The JAK2 V617F mutation has been identified in up to 97 % of polycythemia vera (PV) and in approximately 50-60% of essential thrombocythemia (ET) and primary myelofibrosis (PMF) cases.  Presence of V617F mutation does not distinguish between these forms of myeloproliferative neoplasm.  Additionally, JAK2 V617F has also been found in approximately 60% of cases of myelodysplastic/myeloproliferative neoplasm (MPN) with ring sideroblasts and thrombocytosis (MDS/MPN-RS-T). A small subset of other myeloid disorders, such as chronic myelomonocytic leukemia, may also harbor JAK2 V617F mutations.

Gene

The V617F mutation in exon 14 of JAK2 (Janus kinase 2 gene) is a high frequency alteration that leads to deregulation of the kinase activity and constitutive tyrosine phosphorylation of the JAK2 protein. In MPN, the V617F mutation is heterozygous in most patients and homozygous only in a minor subset. Mitotic recombination most likely causes both 9p loss of heterozygosity, along with concurrent transition from heterozygosity to homozygosity.

A documented prior authorization will need to be present in Health Link before testing can be performed. 

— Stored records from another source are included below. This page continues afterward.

Issue #405, opened 2015-02-01
English language typos?


vytux-com:
While translating LT.po i noticed a few weird english text such as:

begining with "nn"

__716 - admin_trees_config.php__
<?php echo /* I18N: Help text for the “Language” configuration setting */ WT_I18N::translate('nnIf a visitor to the website has not specified a preferred language in their browser configuration, or they have specified an unsupported language, then this language will be used.  Typically, this setting applies to search engines.'); ?>

__76 - functions.php__
return WT_I18N::translate('nnMissing PHP temporary folder');

begining with "e"

__413 - admin_site_upgrade.php__
echo '<li>', WT_I18N::translate('ePlace the website offline, by creating the file %s…', $lock_file_html);

fisharebest:
My computer was running very slowly.  I typed into one window, but the text went to the other :-(

vytux-com:
Unfortunately this has created errors in the .po files due to duplicate entries

PR #412, opened 2015-02-01
Fix PO Duplicate entries caused by #405

vytux-com:


fisharebest:
Thanks for doing this!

The ordering source should consult the Genetic Testing at UW Health Clinical Laboratories document on U-Connect prior to ordering testing. Contact UWHC Referral office (608) 262-6388 for questions. 

Do not centrifuge or freeze sample.

Refrigerate specimen. Do not freeze or centrifuge.

Transport specimen to laboratory immediately. Refrigerate specimen if not delivered immediately. Do not freeze sample.

A written interpretive report is provided by the laboratory.

The quantitative range for Jak2 V617F is 5% to 50% mutant. If the Jak2 V617F allele is not detected or the result is below the detection range of 2.5%, a result of "Not detected" will be reported. If the result is greater than 50% allele burden, a result of "Detected, >50%” will be reported. If the result is less than 5% allele burden, a results of “Detected, <5%” will be reported.

 A result of 'Not detected" does not rule out the presence of the Jak2 V617F allele. False negative results may be due to inhibitory substances that may be present in the specimen. Inadequate specimen collection, processing and storage may invalidate test results. This test should not be used as the only criterion to form a clinical conclusion. Instead, results should be correlated with other test results, patient symptoms and clinical presentation.

The performance characteristics of this test were validated by UWHC Clinical Laboratories. The U.S. Food and Drug Administration (FDA) has not approved or cleared this test; however, FDA approval or clearance is currently not required for clinical use of this test. The results are not intended to be used as the sole means for clinical diagnosis or patient management decisions. The UWHC Clinical Laboratories is authorized under Clinical Laboratory Improvement Amendments (CLIA) to perform high-complexity testing.

A professional fee is associated with this test.(CPT Code G0452).